We’d hoped for better than this, but the coronavirus mutation had other ideas.
We know enough now to say Omicron is less severe than its predecessors. Perhaps we’re now on a trajectory where each successive wave damages us less and less.
The pandemic will morph into an endemic viral illness. By the time we get to Omega, for most of us maybe these viruses will just be a seasonal inconvenience.
But we’re not there yet. And in the meantime, it’s better to be safe than sorry. Much as I don’t want theatres closed and pubs and restaurants a quarter full, I’d rather that than see our NHS unable to cope and our emergency services compromised.
So, I’m glad I live in Scotland. I’m glad we have someone in charge who listens to scientific advice and acts decisively to protect public health. At least the Scottish government is taking responsibility and doing what it can to compensate those businesses affected.
Not for the first time, England looks like another country. There, dither and delay is the order of the day. And it’s counterproductive. If you’re running a venue, is it better to have the government say you don’t have to close but scares your customers away?
Why this procrastination? Well, as with Brexit and so much else, because of an internal argument in the Tory party.
Two weeks ago, 100 Tory MPs, fully half their backbenchers, voted against even the baby steps Johnson introduced in England before Christmas. Among their ranks are some shocking views. Take Joy Morrisey MP. She decried the measures as those of a “public health socialist state”.
Her comments give us an insight into Tory thinking. It’s true public health mandates are a constraint on individual freedom. For most of us, that’s as it should be.

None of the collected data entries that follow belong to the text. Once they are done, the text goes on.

Issue #237, opened 2025-11-24
VS Code remote/devcontainer/codespaces support for prompt and model data


svarlamov:
Since the copilot agent chat session data is stored in the workspace storage, we need to build special support for remote VSC and codespaces

In codespaces, these chat JSON logs are only available in the browser in the indexed DB-based virtual filesystem. In the remote VSC/local devcontainer environment, the files are stored on the host, but there's no way (as far as I know) to access the host filesystem from the extension. Needs more research to figure out how we could pass this data across all of the environments to the git-ai CLI at checkpoint time.

This is the snippet of code where VS Code stores the chat session:

```
vscode/src/vs/workbench/contrib/chat/common /chatSessionStore.ts

private async writeSession(session: ChatModel | ISerializableChatData): Promise<void> { try { const index = this.internalGetIndex(); const storageLocation = this.getStorageLocation(session.sessionId); const content = JSON.stringify(session, undefined, 2); await this.fileService.writeFile(storageLocation, VSBuffer.fromString(content)); // Write succeeded, update index index.entries[session.sessionId] = getSessionMetadata(session); } catch (e) { this.reportError('sessionWrite', 'Error writing chat session', e); } } I found the code that's responsible for storing this file.
```

PR #1189, opened 2026-04-24
fix(vscode): keep legacy Copilot hooks active in WSL/SSH/remote contexts

### LINKED ISSUE #1188: [Bug]: VS Code extension disables legacy Copilot hooks in WSL Remote, causing no AI attribution
### What broke?

When using VS Code with WSL (Remote - WSL), the git-ai VS Code extension v0.1.18+ stops detecting AI-authored changes entirely. All code produced by Copilot is attributed as 100% human-edited.

This started with the migration to native VS Code/Copilot hooks in v0.1.18 (ref #520, PR #524). The extension checks `vscode.version >= 1.109.3` and disables legacy checkpoint listeners (`onDidSaveTextDocument`, `onDidOpenTextDocument`, `onDidCloseTextDocument`, `onDidChangeTextDocument`) in favor of native `PreToolUse`/`PostToolUse` hooks. However, in a WSL Remote context, the native hooks do not appear to propagate correctly from the Windows host (where the Copilot extension runs) to the WSL Remote Extension Host (where the git-ai extension and binary run).

Downgrading to extension v0.1.17 (which uses the legacy hooks) restores correct attribution, confirming that the issue is specifically the hook migration gate, not the git-ai binary itself.

### Steps to reproduce

1. Install VS Code with the Remote - WSL extension on Windows.
2. Open a folder inside WSL via VS Code Remote.
3. Install git-ai (binary + VS Code extension v0.1.18 or later) inside WSL.
4. Use GitHub Copilot (chat or inline) to generate or modify code.
5. Commit the changes.
6. Run `git-ai blame <file>` or `git-ai status` — all lines show as human-authored.
7. Downgrade to extension v0.1.17 and repeat — attribution works correctly.

### Expected vs actual behavior

**Expected:** AI-authored lines should be correctly attributed to GitHub Copilot regardless of whether the VS Code instance is local or running via Remote - WSL.

**Actual:** On VS Code >= 1.109.3 with WSL Remote, the extension logs `[git-ai] VS Code has native Copilot hooks; skipping legacy extension checkpoint listeners` and no checkpoints are ever fired for Copilot edits, resulting in 0% AI attribution.

### Diagnostics (`git-ai debug`)

```shell
_Not available from the reporter's environment, but the core issue is observable in the extension source code._
```

### Extra context (optional)

**Root cause analysis from source code:**

1. In `src/utils/vscode-hooks.ts`, `shouldSkipLegacyCopilotHooks()` only checks the VS Code version against `MIN_VSCODE_NATIVE_HOOKS_VERSION` (1.109.3). It does **not** check whether the extension is running in a remote context (WSL, SSH, Codespaces, etc.).

2. In `src/extension.ts` (lines ~85-118), when `areLegacyCopilotHooksEnabled()` returns `false`, **none** of the legacy event listeners are registered. The extension relies entirely on native hooks that don't reach the WSL context.

3. There is no check for `vscode.env.remoteName` or `vscode.env.remoteAuthority` to detect the remote scenario.

**Suggested fix:**

```shell
// In src/utils/vscode-hooks.ts
import * as vscode from "vscode";

export function shouldSkipLegacyCopilotHooks(vscodeVersion: string): boolean {
  // In remote contexts (WSL, SSH, etc.), native hooks may not propagate
  // from the host to the remote extension host — keep legacy hooks active
  if (vscode.env.remoteName) {
    return false;
  }
  return isVersionSatisfied(vscodeVersion, MIN_VSCODE_NATIVE_HOOKS_VERSION);
}
```

Alternatively, the extension could detect at runtime that no native hooks have been received within a timeout window and automatically fall back to legacy hooks.

**Related issues:** #520, #524, #544

jorgegarciarey:
Fixes #1188

### DIFF
--- a/agent-support/vscode/src/ai-edit-manager.ts
+++ b/agent-support/vscode/src/ai-edit-manager.ts
@@ -33,9 +33,12 @@ export class AIEditManager {
   private readonly STABLE_CONTENT_DEBOUNCE_MS = 2000;
 
   constructor(context: vscode.ExtensionContext) {
-    this.legacyCopilotHooksEnabled = !shouldSkipLegacyCopilotHooks(vscode.version);
+    this.legacyCopilotHooksEnabled = !shouldSkipLegacyCopilotHooks(vscode.version, vscode.env.remoteName);
     if (!this.legacyCopilotHooksEnabled) {
       console.log(`[git-ai] AIEditManager: VS Code ${vscode.version} has native hooks; skipping legacy extension checkpoints`);
+    }
+    if (vscode.env.remoteName) {
+      console.log(`[git-ai] AIEditManager: Remote context detected (${vscode.env.remoteName}); keeping legacy hooks active`);
     }
 
     if (context.storageUri?.fsPath) {
--- a/agent-support/vscode/src/test/vscode-hooks.test.ts
+++ b/agent-support/vscode/src/test/vscode-hooks.test.ts
@@ -14,4 +14,17 @@ suite("VS Code Hook Gating", () => {
     assert.strictEqual(shouldSkipLegacyCopilotHooks("1.108.0"), false);
     assert.strictEqual(shouldSkipLegacyCopilotHooks("1.109.3-alpha"), false);
   });
+
+  test("keeps legacy hooks in remote contexts (WSL, SSH) regardless of version", () => {
+    assert.strictEqual(shouldSkipLegacyCopilotHooks("1.109.3", "wsl"), false);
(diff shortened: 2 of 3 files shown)


svarlamov:
Thank you for your first contribution @jorgegarciarey -- excited for more!!

Quick question, how has this update been working for you on remove envs/devcontainers? I need to dig deeper, but two things come to mind:

a) Shocked that the copilot hooks would run locally (🤯). Is this documented or are they looking at fixing this? Any way we could configure our hooks to run on the remote?
b) We had open issues re remote containers using the legacy approach too #237 

Ideally, we could figure out a fix that doesn't require using the legacy/extension model, but open to it if that's our only option.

But for the right wing of the Tory party the freedom of individuals to do what they want regardless of the consequences for others is paramount. The freedom to exploit people through low wages. The freedom to pollute. The freedom to incite hate.
For most of us, individual freedoms are balanced against social responsibility. That’s why we pay some of our wages in taxes, why we don’t drive when drunk, and why we isolate when we have an infectious disease.
For me, this applies to countries too. I can’t wait to reset our politics and give people in Scotland the choice of a better way of governing themselves.
I want Scotland to become politically independent so that we have the freedom to run things the way we want. But I accept we have responsibilities to others too, starting with the good people of England, currently being treated like playthings by the Tory right.
We share this island and whether it’s marine protection, inter-city travel, climate action, or a host of other matters, we need to work together in a better partnership.
Independence gives us that opportunity. Far from keeping us separate, it will be the basis for engagement with others on an equal basis. So, Happy New Year when it comes. Let’s make this a better one.